▶ **What the task asks**: Return, exactly as written, all lines from the line containing "I'd like to" to the end of the entries below, with both ends included.

=-=-=

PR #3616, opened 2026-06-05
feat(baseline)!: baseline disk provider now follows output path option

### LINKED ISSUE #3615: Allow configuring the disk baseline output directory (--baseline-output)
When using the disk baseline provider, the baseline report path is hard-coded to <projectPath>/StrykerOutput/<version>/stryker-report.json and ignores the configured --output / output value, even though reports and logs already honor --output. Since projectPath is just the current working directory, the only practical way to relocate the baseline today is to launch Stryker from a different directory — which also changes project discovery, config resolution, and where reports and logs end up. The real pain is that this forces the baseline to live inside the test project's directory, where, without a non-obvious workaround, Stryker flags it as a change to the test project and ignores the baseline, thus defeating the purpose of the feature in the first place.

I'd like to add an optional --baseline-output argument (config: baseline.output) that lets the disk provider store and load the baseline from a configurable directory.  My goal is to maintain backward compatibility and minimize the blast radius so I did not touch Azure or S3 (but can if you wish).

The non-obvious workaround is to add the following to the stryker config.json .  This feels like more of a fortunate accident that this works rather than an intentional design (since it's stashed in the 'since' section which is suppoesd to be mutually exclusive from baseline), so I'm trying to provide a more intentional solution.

=-=-=

▶ **Exercise output**:
I'd like to add an optional --baseline-output argument (config: baseline.output) that lets the disk provider store and load the baseline from a configurable directory.  My goal is to maintain backward compatibility and minimize the blast radius so I did not touch Azure or S3 (but can if you wish).

The non-obvious workaround is to add the following to the stryker config.json .  This feels like more of a fortunate accident that this works rather than an intentional design (since it's stashed in the 'since' section which is suppoesd to be mutually exclusive from baseline), so I'm trying to provide a more intentional solution.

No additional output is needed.